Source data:
____
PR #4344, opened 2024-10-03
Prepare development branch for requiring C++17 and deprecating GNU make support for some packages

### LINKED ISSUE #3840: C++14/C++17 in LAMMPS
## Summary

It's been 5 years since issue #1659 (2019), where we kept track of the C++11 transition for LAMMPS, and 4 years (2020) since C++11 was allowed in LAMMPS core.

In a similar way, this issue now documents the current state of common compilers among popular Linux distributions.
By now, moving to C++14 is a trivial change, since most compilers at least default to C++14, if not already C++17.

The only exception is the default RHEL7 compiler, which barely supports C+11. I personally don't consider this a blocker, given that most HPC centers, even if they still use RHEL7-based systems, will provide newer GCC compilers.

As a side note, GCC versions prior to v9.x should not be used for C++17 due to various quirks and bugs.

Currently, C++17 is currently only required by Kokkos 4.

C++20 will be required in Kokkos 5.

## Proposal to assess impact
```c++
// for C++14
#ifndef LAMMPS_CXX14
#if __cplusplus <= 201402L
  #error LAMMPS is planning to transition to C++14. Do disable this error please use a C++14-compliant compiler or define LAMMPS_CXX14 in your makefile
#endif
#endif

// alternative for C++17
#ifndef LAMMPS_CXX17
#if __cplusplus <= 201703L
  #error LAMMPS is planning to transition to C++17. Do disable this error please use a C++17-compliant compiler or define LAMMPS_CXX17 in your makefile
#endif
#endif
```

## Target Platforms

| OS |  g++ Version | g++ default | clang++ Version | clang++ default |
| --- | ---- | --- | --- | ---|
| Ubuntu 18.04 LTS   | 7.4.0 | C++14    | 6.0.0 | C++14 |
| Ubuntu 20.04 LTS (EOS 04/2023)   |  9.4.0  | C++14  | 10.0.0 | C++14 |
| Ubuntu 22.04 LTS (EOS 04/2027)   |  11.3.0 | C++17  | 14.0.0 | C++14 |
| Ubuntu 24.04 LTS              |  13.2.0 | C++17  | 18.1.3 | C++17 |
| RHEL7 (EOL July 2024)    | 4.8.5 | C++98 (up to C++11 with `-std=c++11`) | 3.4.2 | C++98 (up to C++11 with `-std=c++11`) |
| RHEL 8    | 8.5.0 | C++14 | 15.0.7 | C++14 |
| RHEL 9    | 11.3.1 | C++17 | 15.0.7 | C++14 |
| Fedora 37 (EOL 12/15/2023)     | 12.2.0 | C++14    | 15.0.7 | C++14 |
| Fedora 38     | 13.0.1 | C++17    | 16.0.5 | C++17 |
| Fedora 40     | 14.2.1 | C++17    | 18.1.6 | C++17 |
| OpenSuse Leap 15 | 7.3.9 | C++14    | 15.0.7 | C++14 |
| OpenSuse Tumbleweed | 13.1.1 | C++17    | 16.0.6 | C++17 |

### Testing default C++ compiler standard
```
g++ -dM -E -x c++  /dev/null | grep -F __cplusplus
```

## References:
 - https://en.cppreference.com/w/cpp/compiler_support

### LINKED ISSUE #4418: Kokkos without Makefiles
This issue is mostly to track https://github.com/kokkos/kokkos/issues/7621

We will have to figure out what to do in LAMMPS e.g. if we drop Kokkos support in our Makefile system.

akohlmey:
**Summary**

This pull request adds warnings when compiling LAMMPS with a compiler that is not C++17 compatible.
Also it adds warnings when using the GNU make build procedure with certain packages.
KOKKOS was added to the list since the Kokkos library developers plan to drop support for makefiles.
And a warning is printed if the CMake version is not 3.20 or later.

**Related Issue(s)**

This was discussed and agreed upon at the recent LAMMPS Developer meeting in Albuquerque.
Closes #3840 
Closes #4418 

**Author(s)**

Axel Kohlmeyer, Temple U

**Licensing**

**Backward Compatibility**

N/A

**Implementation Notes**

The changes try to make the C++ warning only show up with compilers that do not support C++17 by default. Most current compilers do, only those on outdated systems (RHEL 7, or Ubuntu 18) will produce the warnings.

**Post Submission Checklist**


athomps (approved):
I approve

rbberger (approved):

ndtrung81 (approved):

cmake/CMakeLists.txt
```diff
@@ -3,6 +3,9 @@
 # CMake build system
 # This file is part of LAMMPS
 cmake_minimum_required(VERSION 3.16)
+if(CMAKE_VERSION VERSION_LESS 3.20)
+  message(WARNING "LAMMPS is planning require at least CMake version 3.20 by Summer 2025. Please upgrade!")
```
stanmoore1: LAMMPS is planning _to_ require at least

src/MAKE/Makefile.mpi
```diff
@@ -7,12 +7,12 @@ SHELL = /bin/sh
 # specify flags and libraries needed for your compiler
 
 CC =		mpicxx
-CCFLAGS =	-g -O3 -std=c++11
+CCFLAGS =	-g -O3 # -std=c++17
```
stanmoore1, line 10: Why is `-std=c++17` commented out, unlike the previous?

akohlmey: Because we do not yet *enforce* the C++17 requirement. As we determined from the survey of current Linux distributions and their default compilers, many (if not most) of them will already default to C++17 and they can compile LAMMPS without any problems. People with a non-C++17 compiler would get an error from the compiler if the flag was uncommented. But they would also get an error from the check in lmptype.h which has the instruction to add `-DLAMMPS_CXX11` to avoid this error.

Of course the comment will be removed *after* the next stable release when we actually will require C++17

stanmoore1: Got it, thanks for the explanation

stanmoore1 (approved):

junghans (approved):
____
-- Problem --
Nothing beyond the line that contains "10.0.0 | C++14 |" belongs in the answer; reproduce the entries exactly from their first line through it.

-- Output for this exercise --
PR #4344, opened 2024-10-03
Prepare development branch for requiring C++17 and deprecating GNU make support for some packages

### LINKED ISSUE #3840: C++14/C++17 in LAMMPS
## Summary

It's been 5 years since issue #1659 (2019), where we kept track of the C++11 transition for LAMMPS, and 4 years (2020) since C++11 was allowed in LAMMPS core.

In a similar way, this issue now documents the current state of common compilers among popular Linux distributions.
By now, moving to C++14 is a trivial change, since most compilers at least default to C++14, if not already C++17.

The only exception is the default RHEL7 compiler, which barely supports C+11. I personally don't consider this a blocker, given that most HPC centers, even if they still use RHEL7-based systems, will provide newer GCC compilers.

As a side note, GCC versions prior to v9.x should not be used for C++17 due to various quirks and bugs.

Currently, C++17 is currently only required by Kokkos 4.

C++20 will be required in Kokkos 5.

## Proposal to assess impact
```c++
// for C++14
#ifndef LAMMPS_CXX14
#if __cplusplus <= 201402L
  #error LAMMPS is planning to transition to C++14. Do disable this error please use a C++14-compliant compiler or define LAMMPS_CXX14 in your makefile
#endif
#endif

// alternative for C++17
#ifndef LAMMPS_CXX17
#if __cplusplus <= 201703L
  #error LAMMPS is planning to transition to C++17. Do disable this error please use a C++17-compliant compiler or define LAMMPS_CXX17 in your makefile
#endif
#endif
```

## Target Platforms

| OS |  g++ Version | g++ default | clang++ Version | clang++ default |
| --- | ---- | --- | --- | ---|
| Ubuntu 18.04 LTS   | 7.4.0 | C++14    | 6.0.0 | C++14 |
| Ubuntu 20.04 LTS (EOS 04/2023)   |  9.4.0  | C++14  | 10.0.0 | C++14 |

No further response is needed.